Чего же хочет еврейский национальный дух? Какое дело он совершает в мире? Если детство и молодость народа ушли на то, чтобы их воля сознала себя и облеклась плотью, то вот уже два тысячелетия, как началась его положительная деятельность: достаточный срок для того, чтобы подвести ей итог. Сионизм просто зачеркивает эти двадцать веков рассеяния. Он говорит: деятельности не было вовсе, было болезненное прозябание, причиненное извне, вроде того оцепенения, в какое погружена рыба, вынутая из воды. Как? Значит, Иудейское царство пало потому, что Александр Македонский был гениальный полководец и Рим – могущественная держава? Но ведь возможно было и противоположное: несметные полчища Дария не одолели же Греции, и побежденные народы не раз освобождались. И рассеяние евреев по лицу земли объясняется привычкой древних завоевателей уводить побежденных в плен? Но почему евреи в плену не растаивали среди чужих племен, и почему, наоборот, они уживались на чужбине, а не тянулись на старую родину, как можно было бы ожидать, в особенности от народа столь исключительного и так строго централизованного религиозно вокруг Иерусалимского храма? Почему они разбрелись по всей земле и толпами кочуют поныне, а не собрались в изгнании на одном месте? Нет, судьбы народов еще меньше подвержены власти случая, нежели судьба одного человека. Повторяю: еврейский народ, как и всякий, из глубины своего духа творил свою внешнюю участь, и в этом смысле это скитальчество так же нормально, как и его древняя оседлость. Он сам хотел рассеяться и потому дал себя изгнать и остался рассеянным и доныне.
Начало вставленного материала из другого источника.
PR #514, opened 2023-05-02
properly deal with Windows paths

ekoby:


library/utils.c
```diff
@@ -509,7 +509,16 @@ static int parse_pkcs11_uri(const char *keyuri, tls_context *tls, void *ctx, par
     if (tlsuv_parse_url(&uri, keyuri) == 0) {
         if (uri.scheme_len == strlen("pkcs11") && strncmp(uri.scheme, "pkcs11", uri.scheme_len) == 0) {
             char lib[MAXPATHLEN] = "";
+#ifdef _WIN32
+            if (uri.path[0] == '/' && uri.path[2] == ':') {
```
dovholuknf, line 513: i feel like it would be better and more reliable to remove `pkcs11:///` and then take the rest of the string and verify the driver is found here instead of just an expected format.

dovholuknf: and a bonus is that code would also be cross-platform that way too. (determining if the driver is found)

ekoby: disagree, URL/URI parser already did its job. The `uri.path` looks like `/C:/...` on windows, and requires no manipulation on other platforms

ekoby: also removing three `/` is wrong for other platforms

dovholuknf: my point is that it sure would be friendly to tell the user at this time that the driver specified wasn't found so instead of just verifying the pattern, it would be better to verify the driver being specified actually exists.

as for `pkcs11://` vs `pkcs11:///`, if you're trying to emulate a file URI with this scheme, you need to treat the string like a file uri and look for the file at `file://` + `/c:/whatever` which is consistent with what "other OS's" and Windows expects

image

ekoby: that's how it is treated, is it not? the issue is that need to pass driver path to the code that does actual loading and checking that driver exists

dovholuknf (approved):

Вспомните: еще иудейское царство стояло, а уже большая часть евреев была рассеяна по всем странам Востока; еще второй храм красовался во всей славе, а на улицах и в домах Иерусалима уже не слышно было библейского языка: весь народ говорил по– еврейски или по-гречески{191}. Рассеяние такой же закономерный этап этого роста, как превращение неподвижной куколки в бабочку.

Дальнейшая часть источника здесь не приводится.